Problem statement ::
From the line containing "can be deleted" through the last line of the records, print every line exactly and nothing more.

Provided entries ::

PR #6300, opened 2025-09-29
test: Ensure test server running

philipphofmann:
Ensure that the test server is running with a retry mechanism to avoid flakiness in CI.

#skip-changelog


philippsuess:
Back to draft cause tests are failing

PR #6309, opened 2025-09-30
ref: Migrate AppStateManager to Swift

noahsmartin:
Resolves https://linear.app/getsentry/issue/COCOA-714/convert-sentryappstatemanager

#skip-changelog


Sources/Swift/SenryAppStateManager.swift
itaybre, line 1: `h`: I guess this file was a mistake and can be deleted

PR #6312, opened 2025-10-01
chore: Cleanup interface for SentryScreenFrames without UIKit

### LINKED ISSUE #6313: chore: Cleanup interface for SentryScreenFrames without UIKit
> [!NOTE]
> The pull request "[chore: Cleanup interface for SentryScreenFrames without UIKit](https://github.com/getsentry/sentry-cocoa/pull/6312)" was created by @noahsmartin but did not reference an issue. Therefore this issue was created for better visibility in external tools like Linear.

I just noticed that this class had a strange pattern of logging errors when used without UIKit instead of using the macros we had defined. Updated it so it wouldn't accidentally get used, luckily it looks like there isn't a call site using it when it shouldn't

Problem solution ::
itaybre, line 1: `h`: I guess this file was a mistake and can be deleted

PR #6312, opened 2025-10-01
chore: Cleanup interface for SentryScreenFrames without UIKit

### LINKED ISSUE #6313: chore: Cleanup interface for SentryScreenFrames without UIKit
> [!NOTE]
> The pull request "[chore: Cleanup interface for SentryScreenFrames without UIKit](https://github.com/getsentry/sentry-cocoa/pull/6312)" was created by @noahsmartin but did not reference an issue. Therefore this issue was created for better visibility in external tools like Linear.

I just noticed that this class had a strange pattern of logging errors when used without UIKit instead of using the macros we had defined. Updated it so it wouldn't accidentally get used, luckily it looks like there isn't a call site using it when it shouldn't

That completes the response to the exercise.